SISSA, 34136, Trieste, Italy.
Centre for Evolution and Cancer, The Institute of Cancer Research, London, SM2 5NG, UK.
BMC Bioinformatics. 2021 Mar 12;22(1):121. doi: 10.1186/s12859-021-04013-x.
The identification of protein families is of outstanding practical importance for in silico protein annotation and is at the basis of several bioinformatic resources. Pfam is possibly the most well known protein family database, built in many years of work by domain experts with extensive use of manual curation. This approach is generally very accurate, but it is quite time consuming and it may suffer from a bias generated from the hand-curation itself, which is often guided by the available experimental evidence.
We introduce a procedure that aims to identify automatically putative protein families. The procedure is based on Density Peak Clustering and uses as input only local pairwise alignments between protein sequences. In the experiment we present here, we ran the algorithm on about 4000 full-length proteins with at least one domain classified by Pfam as belonging to the Pseudouridine synthase and Archaeosine transglycosylase (PUA) clan. We obtained 71 automatically-generated sequence clusters with at least 100 members. While our clusters were largely consistent with the Pfam classification, showing good overlap with either single or multi-domain Pfam family architectures, we also observed some inconsistencies. The latter were inspected using structural and sequence based evidence, which suggested that the automatic classification captured evolutionary signals reflecting non-trivial features of protein family architectures. Based on this analysis we identified a putative novel pre-PUA domain as well as alternative boundaries for a few PUA or PUA-associated families.

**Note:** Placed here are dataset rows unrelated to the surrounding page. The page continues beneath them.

PR #1084, opened 2025-11-26
feat(stablecoin-exchange): enforce tick spacing

0xKitsune:
Ref tempoxyz/docs#316

This PR introduces `TICK_SPACING` and enforces that new orders placed after the allegretto hardfork adhere to the specified tick spacing. Note that fill logic still iterates through each tick in the tick bitmap, and this should be updated in the future for more a efficient search over existing liquidity.


crates/precompiles/src/stablecoin_exchange/mod.rs
```diff
@@ -454,6 +457,11 @@ impl<'a, S: PrecompileStorageProvider> StablecoinExchange<'a, S> {
             return Err(StablecoinExchangeError::tick_out_of_bounds(tick).into());
         }
 
+        // Post allegretto, enforce that the tick adheres to tick spacing
+        if self.storage.spec().is_allegretto() && !(tick as u64).is_multiple_of(TICK_SPACING) {
```
fgimenez: this does not work fine for negative ticks, we could just check modulo without the u64 cast
```suggestion
        if self.storage.spec().is_allegretto() && tick % TICK_SPACING as i16 != 0 {
```

0xKitsune: I have updated `TICK_SPACING` to an `i16` and adjusted the check to be `tick % TICK_SPACING != 0`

As a first indication that our approach was unlikely to be clan-specific, we performed the same analysis on the P53 clan, obtaining comparable results.
The clustering procedure described in this work takes advantage of the information contained in a large set of pairwise alignments and successfully identifies a set of putative families and family architectures in an unsupervised manner. Comparison with the Pfam classification highlights significant overlap and points to interesting differences, suggesting that our new algorithm could have potential in applications related to automatic protein classification. Testing this hypothesis, however, will require further experiments on large and diverse sequence datasets.

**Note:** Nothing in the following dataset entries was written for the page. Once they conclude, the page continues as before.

Issue #1026, opened 2025-11-24
Tracking: Enable paid sub-blocks


jenpaff:
### Describe the feature

In Andantino we shipped sub-blocks infrastructure allowing validators to include transactions in every block (not just when they're the proposer). Currently, only free transactions (maxFeePerGas=0) are supported in sub-blocks. The limitation exists because the Fee Manager cannot handle fee distribution across multiple validators within a single block.

Tasks involved: 
- [x] merge spec https://github.com/tempoxyz/docs/pull/303 
- [x] enable sub-blocks with fees https://github.com/tempoxyz/tempo/pull/1018
- [x] incorporate TipFeeManager changes https://github.com/tempoxyz/tempo/pull/1059
- [x] incorporate in sub-blocks to enable paid sub blocks https://github.com/tempoxyz/tempo/pull/1086
- [ ] Extend tempo-bench to support sub-blocks

PR #1086, opened 2025-11-26
feat: paid subblocks

klkvr:
Based on https://github.com/tempoxyz/tempo/pull/1059
ref https://github.com/tempoxyz/tempo/issues/1026

Implements logic for paid subblocks, changes in the PR:
- `TempoHaltReason` added which wraps basic Ethereum `HaltReason` and adds custom variant of `SubblockTxFeePayment` representing a halt due to subblock transaction failing to pay fees.
- `FeePaymentError` error type is introduced that encapsulates all failures that might happen during `collectFeePreTx` call
- Instead of a separate `subblock_fee_recipient` field, `block_env.beneficiary` is now temporarily set to subblock's configured `fee_recipient`
- Subblock transactions are no longer exempt from basefee checks and are required to pay fees under regular rules post-Allegretto
- If subblock transaction encounters a failure in `collectFeePreTx` call, this failure is catched in `catch_error` hook and treated as a halt with `SubblockTxFeePayment` reason

### DIFF
--- a/crates/revm/src/handler.rs
+++ b/crates/revm/src/handler.rs
@@ -845,7 +845,7 @@ where
             // Map fee collection errors to transaction validation errors since they
             // indicate the transaction cannot be included (e.g., insufficient liquidity
             // in FeeAMM pool for fee swaps)
-            return Err(match err {
+            Err(match err {
                 TempoPrecompileError::TIPFeeAMMError(TIPFeeAMMError::InsufficientLiquidity(_)) => {
                     FeePaymentError::InsufficientAmmLiquidity {
                         fee: gas_balance_spending,
@@ -866,10 +866,12 @@ where
                 TempoPrecompileError::Fatal(e) => EVMError::Custom(e),
 
                 _ => EVMError::Transaction(FeePaymentError::Other(err.to_string()).into()),
-            });
-        }
+            })
+        } else {
+            journal.checkpoint_commit();
 
-        Ok(())
+            Ok(())
+        }
     }
 
     fn reimburse_caller(


crates/revm/src/handler.rs
```diff
@@ -968,6 +979,36 @@ where
...
+            //
+            // `collectFeePreTx` call will happen after the nonce bump so this will only commit the nonce increment.
+            evm.ctx.journaled_state.commit_tx();
+
+            evm.ctx().local_mut().clear();
+            evm.ctx().journal_mut().discard_tx();
+            evm.frame_stack().clear();
+
+            Ok(ExecutionResult::Halt {
+                reason: TempoHaltReason::SubblockTxFeePayment,
```
joshieDo, line 1049: why erase the real err?

crates/commonware-node/src/subblocks.rs
```diff
@@ -529,11 +529,13 @@ async fn build_subblock(
                 if tx.gas_limit() > gas_left {
                     continue;
                 }
-                if evm.transact_commit(&*tx).is_err() {
+                if let Err(err) = evm.transact_commit(&*tx) {
+                    warn!(%err, tx_hash = %tx_hash, "invalid subblock candidate transaction");
```
mattsse, line 533: I remember running into a case where some of the tx traits didnt satisfy debug, should we add this to alloy-evm?
I believe we can easily do this

crates/evm/src/evm.rs
```diff
@@ -25,7 +25,7 @@ impl EvmFactory for TempoEvmFactory {
     type Tx = TempoTxEnv;
     type Error<DBError: std::error::Error + Send + Sync + 'static> =
         EVMError<DBError, TempoInvalidTransaction>;
-    type HaltReason = HaltReason;
+    type HaltReason = TempoHaltReason;
```
mattsse, line 28: pretty cool that we thought of this earlier already

crates/revm/src/error.rs
```diff
@@ -169,6 +148,67 @@ impl<DBError> From<TempoInvalidTransaction> for EVMError<DBError, TempoInvalidTr
...
+/// Tempo-specific halt reason.
+///
+/// Used to extend basic [`HaltReason`] with an edge case of a subblock transaction fee payment error.
+#[derive(Debug, Clone, PartialEq, Eq, Hash, derive_more::From)]
+pub enum TempoHaltReason {
+    /// Basic Ethereum halt reason.
+    #[from]
+    Ethereum(HaltReason),
+    /// Subblock transaction failed to pay fees.
+    SubblockTxFeePayment,
```
mattsse, line 205: we need this because if a subblock tx fails to pay, we need to halt and consume all gas right?

this similar to out of gas i assume?

crates/revm/src/handler.rs
mattsse, line 1: @rakita could you ptal at these as well?

crates/revm/src/handler.rs
```diff
@@ -783,52 +776,59 @@ where
                 .map_err(|e| EVMError::Custom(e.to_string()))?;
         }
 
-        let mut fee_manager = TipFeeManager::new(&mut storage_provider);
+        let balance_spending = tx.effective_balance_spending(
+            block.basefee as u128,
+            block.blob_gasprice().unwrap_or_default(),
+        )?;
```
rakita: Previously it was
```
        // calculate the new balance after the fee is collected.
        let new_balance = calculate_caller_fee(account_balance, tx, block, cfg)?;
        // doing max to avoid underflow as new_balance can be more than
        // account balance if `cfg.is_balance_check_disabled()` is true.
        let gas_balance_spending = core::cmp::max(account_balance, new_balance) - new_balance;
```
This logic takes into account check for max spending (limit*max_gas_price), and takes into account `is_balance_check_disabled` (I think this is used in foundry)

crates/revm/src/handler.rs
```diff
@@ -968,6 +979,36 @@ where
...
+            && evm.cfg.spec.is_allegretto()
+            && let Some(TempoInvalidTransaction::CollectFeePreTx(_)) = error.as_invalid_tx_err()
+        {
+            // Commit the transaction.
+            //
+            // `collectFeePreTx` call will happen after the nonce bump so this will only commit the nonce increment.
+            evm.ctx.journaled_state.commit_tx();
+
+            evm.ctx().local_mut().clear();
+            evm.ctx().journal_mut().discard_tx();
```
```suggestion
```

Should be removed commit_tx() above does the job.

crates/revm/src/handler.rs
klkvr: I see, good catch

I was trying to simplify the set of errors we need to catch but I guess it would be eaiser to keep this as is, ptal at e11dde4

crates/revm/src/error.rs
klkvr: yep, essentially we want a way to not invalidate transaction but also don't execute anything, though we return 0 gas usage for now

crates/revm/src/handler.rs
rakita: It is not that obvious and could do some cleanup, but that `calculate_caller_fee` is used on mainnet so it give us confidence

crates/revm/src/handler.rs
```diff
@@ -783,52 +785,54 @@ where
...
+                        balance: available,
+                    }
+                    .into(),
+                ),
+
+                TempoPrecompileError::Fatal(e) => EVMError::Custom(e),
+
+                _ => EVMError::Transaction(FeePaymentError::Other(err.to_string()).into()),
+            });
+        }
```
rakita: We should do `journal.checkpoint_commit()` if not err, it internally would decrement the nonce that is used by Inspectors.

rakita: Additionally doing the commit here, would not revert the changes if the call reverts. Not sure if it is expected or not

鉴定蛋白质家族对于计算机蛋白质注释具有突出的实际重要性,并且是几个生物信息资源的基础。Pfam 可能是最著名的蛋白质家族数据库,由领域专家多年的工作构建而成,广泛使用手动注释。这种方法通常非常准确,但非常耗时,并且可能会受到手动注释本身产生的偏差的影响,这种偏差通常是由可用的实验证据指导的。
我们引入了一种旨在自动识别假定蛋白质家族的程序。该程序基于密度峰聚类,仅使用蛋白质序列之间的局部两两比对作为输入。在我们这里呈现的实验中,我们在大约 4000 个全长蛋白质上运行了该算法,这些蛋白质至少有一个被 Pfam 归类为属于假尿嘧啶合酶和考古核苷转移酶(PUA)族的结构域。我们得到了 71 个自动生成的序列簇,每个簇至少有 100 个成员。虽然我们的簇与 Pfam 分类基本一致,与单域或多域 Pfam 家族结构具有良好的重叠,但我们也观察到一些不一致。后者使用结构和序列证据进行了检查,这些证据表明自动分类捕获了反映蛋白质家族结构非平凡特征的进化信号。基于此分析,我们鉴定了一个假定的新的预 PUA 结构域以及几个 PUA 或 PUA 相关家族的替代边界。作为我们的方法不太可能是特定于家族的第一个迹象,我们在 P53 家族上执行了相同的分析,得到了可比的结果。
本文描述的聚类程序利用了大量两两比对中包含的信息,以无监督的方式成功地识别了一组假定的家族和家族结构。与 Pfam 分类的比较突出了显著的重叠,并指出了有趣的差异,表明我们的新算法在与自动蛋白质分类相关的应用中可能具有潜力。然而,要验证这一假设,需要在大型和多样化的序列数据集上进行进一步的实验。